The HLA Ligand Atlas: A novel immuno-oncology resource for T-cell antigen discovery.

Abstract

3128 Background: The human leukocyte antigen (HLA) complex regulates the adaptive immune response by showcasing the intracellular and extracellular protein content to the immune system, which is the basis for T cell-dependent tumor rejection. Therefore, a comprehensive map of the entirety of both HLA class I- and class II-presented peptides from various benign tissues is a highly sought after resource, as it enables the definition of tumor-association on the immunologically pivotal level of the HLA ligandome. Methods: Human tissue samples were snap frozen post mortem during autopsy.
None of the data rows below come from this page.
PR #3722, opened 2021-12-09
chatlog 2.0

qndel:
image
After right margin change:
image

Disadvantages vs old ver:
No spinner
No scrollbar

Improvements:
`Chat History (Messages: {:d})` turns red if there's a new message and you haven't scrolled to top yet
page up / page down scroll to top / bottom of the chatlog
Clock in upper left corner - that's why I allow opening chat log in single player, it takes care of a request to have an ingame clock :D

### DIFF
--- a/Source/multi.cpp
+++ b/Source/multi.cpp
@@ -19,6 +19,7 @@
 #include "options.h"
 #include "pfile.h"
 #include "plrmsg.h"
+#include "qol/chatlog.h"
 #include "storm/storm_net.hpp"
 #include "sync.h"
 #include "tmsg.h"
@@ -761,6 +762,11 @@ bool NetInit(bool bSinglePlayer)
 	if (!SNetGetGameInfo(GAMEINFO_PASSWORD, szPlayerDescript, 128))
 		nthread_terminate_game("SNetGetGameInfo2");
 	PublicGame = DvlNet_IsPublicGame();
+
+	auto &myPlayer = Players[MyPlayerId];
+	// separator for marking messages from a different game
+	AddMessageToChatLog(_("New Game"), nullptr, UiFlags::ColorRed);
+	AddMessageToChatLog(fmt::format(_("Player '{:s}' (level {:d}) just joined the game"), myPlayer._pName, myPlayer._pLevel));
 
 	return true;
 }
--- a/Source/qol/chatlog.cpp
+++ b/Source/qol/chatlog.cpp
@@ -130,7 +130,7 @@ void AddMessageToChatLog(const std::string &message, Player *player, UiFlags fla
 		ChatLogLines.emplace_back(MultiColoredText { "{0} - {1}", { { timestamp, UiFlags::ColorRed }, { playerInfo, nameColor } } });
 	}
 
-	int diff = ChatLogLines.size() - oldSize;
+	unsigned int diff = ChatLogLines.size() - oldSize;
 	// only autoscroll when on top of the log
 	if (SkipLines != 0) {
 		SkipLines += diff;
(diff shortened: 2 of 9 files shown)


glebm:
> Instead of current crappy multiline design, use different colors in 1 line

This is easy, just use DrawStringWithColors

qndel:
Rebased, merge or close pls, I won't rebase again xD

glebm (approved):

obligaron (approved):
lgtm 🙂 

Only one note: You can also open the chat log in singleplayer. You will also see the chat message "new game" and "player joined" in the chat log. But this is a interesting feature, cause now you can look up how long you played. 😛

qndel:
> Clock in upper left corner - that's why I allow opening chat log in single player, it takes care of a request to have an ingame clock

that's why I wrote `Clock in upper left corner - that's why I allow opening chat log in single player, it takes care of a request to have an ingame clock` ;)

qndel:
> lgtm 🙂
> 
> Only one note: You can also open the chat log in singleplayer. You will also see the chat message "new game" and "player joined" in the chat log. But this is a interesting feature, cause now you can look up how long you played. 😛

That's why I wrote `Clock in upper left corner - that's why I allow opening chat log in single player, it takes care of a request to have an ingame clock` :P

Source/qol/chatlog.h
```diff
@@ -0,0 +1,23 @@
...
+
+#include "engine.h"
+#include "player.h"
+
+namespace devilution {
+
+extern bool ChatLogFlag;
+
+void ToggleChatLog();
+void AddMessageToChatLog(const std::string &message, Player *player = nullptr, UiFlags flags = UiFlags::ColorWhite);
```
AJenbo, line 16: Maybe use a string_view instead of string so that you don't have to create a string from const char* when calling this function.

Source/multi.cpp
```diff
@@ -762,6 +763,11 @@ bool NetInit(bool bSinglePlayer)
 		nthread_terminate_game("SNetGetGameInfo2");
 	PublicGame = DvlNet_IsPublicGame();
 
+	auto &myPlayer = Players[MyPlayerId];
+	// separator for marking messages from a different game
+	AddMessageToChatLog(_("New Game"), nullptr, UiFlags::ColorRed);
+	AddMessageToChatLog(fmt::format(_("Player '{:s}' (level {:d}) just joined the game"), myPlayer._pName, myPlayer._pLevel));
```
AJenbo, line 769: It feels like it would make more sens to clear the log between each game, that way it also won't grow to much over time.

Source/qol/chatlog.cpp
```diff
@@ -0,0 +1,209 @@
...
+	const int sx = PANEL_X + PaddingLeft;
+	const int sy = UI_OFFSET_Y;
+
+	DrawString(out, fmt::format(_("Chat History (Messages: {:d})"), MessageCounter),
+	    { { sx, sy + PaddingTop + blankLineHeight }, { ContentTextWidth, lineHeight } },
+	    (UnreadFlag ? UiFlags::ColorRed : UiFlags::ColorWhitegold) | UiFlags::AlignCenter);
+
+	char timestamp[64];
+	time_t tm = time(nullptr);
+	sprintf(timestamp, "%02d:%02d:%02d", localtime(&tm)->tm_hour, localtime(&tm)->tm_min, localtime(&tm)->tm_sec);
```
AJenbo, line 161: Could we use a std::string and fmt for this?

Source/qol/chatlog.h
qndel: Then I have to do 
image
in AddMessageToChatLog anyway

Source/qol/chatlog.cpp
qndel: aye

The study was approved by the local IRB. HLA ligands were immunopurified and characterized using an Orbitrap Fusion Lumos mass spectrometer coupled to an Ultimate 3000 RSLC Nano UHPLC System. Data acquisition was performed as technical triplicates in data-dependent mode, and data were analyzed using the containerized, computational pipeline MHCquant. Results: In this work, we describe the HLA Ligand Atlas, a comprehensive collection of matched HLA class I and class II ligandomes from 29 non-malignant tissues and 13 human subjects (208 samples in total), covering 38 HLA class I, and 17 HLA*DRB alleles and comprising 48,381 HLA class I and 16,146 HLA class II peptides. Nearly 50% of HLA ligands have not been previously described. The HLA Ligand Atlas is publicly available as a raw data resource, but also in the form of a user-friendly web interface that allows users to quickly formulate complex queries against the data set. Both downloadable data and the query interface are available at www.hla-ligand-atlas.org. Conclusions: This data set provides a valuable tool for research in diverse fields such as systems biology, general immunology, autoimmune disease and organ transplantation. Most importantly, the HLA Ligand Atlas provides essential information for translational applications in immuno-oncology. The knowledge of HLA ligands from benign tissues strongly supports the informed design of proteogenomic HLA-dependent target discovery approaches.